Rustam Al-Shahi Salman, Ph.D., of the University of Edinburgh, Scotland, and colleagues with the Scottish Audit of Intracranial Vascular Malformations Collaborators, studied 204 residents of Scotland (16 years of age or older) who were first diagnosed as having an unruptured bAVM during 1999-2003 or 2006-2010 and followed over time. The researchers analyzed the outcomes for patients who received conservative management (no intervention; medications for seizures) or an intervention (any endovascular embolization, neurosurgical excision, or stereotactic radiosurgery alone or in combination).
Of the 204 patients, 103 underwent some type of intervention. Those who underwent intervention were younger, more likely to have presented with seizure, and less likely to have large bAVMs than patients managed conservatively. During a median (midpoint) follow-up of 6.9 years, the rate of progression to sustained disability or death was lower with conservative management during the first 4 years of follow-up, but rates were similar thereafter. The rate of nonfatal stroke or death (due to the bAVM or intervention) was lower with conservative management during 12 years of follow-up (14 vs 38 events).

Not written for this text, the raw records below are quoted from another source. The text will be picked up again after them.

PR #12, opened 2015-10-30
Mailbox 211 : distributed event systems

chibenwa:
In this PR I propose 3 kind of event system : 
 - the default one : the previous one, revisited. Better failure handling, and package relocation
 - a broadcast based event system : Well if you have global mailbox listeners that will not perform well in a distributed environment.
 - a registered based event system : the scalability limit is the numbers of topics you can handle on your publish subscribe system. It does not support non distributed global Listeners.

Note that the on going discussion about Message Sequence Number handling via the event system is still an open debate ;-)


chibenwa:
I updated the PR after Matthieu comments.

It still needs to be unit test validated ( will take ~ an hour ).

"The similarity of the results of this observational study and ARUBA [a randomized clinical trial that examined this issue] and the persistent difference between the outcome of conservative management and intervention during 12-year follow-up in our study support the superiority of conservative management to intervention for unruptured bAVMs, which may deter some patients and physicians from intervention," the authors write.
"Long-term follow-up in both this study and the ARUBA trial is needed to establish whether the superiority of conservative management will persist or change."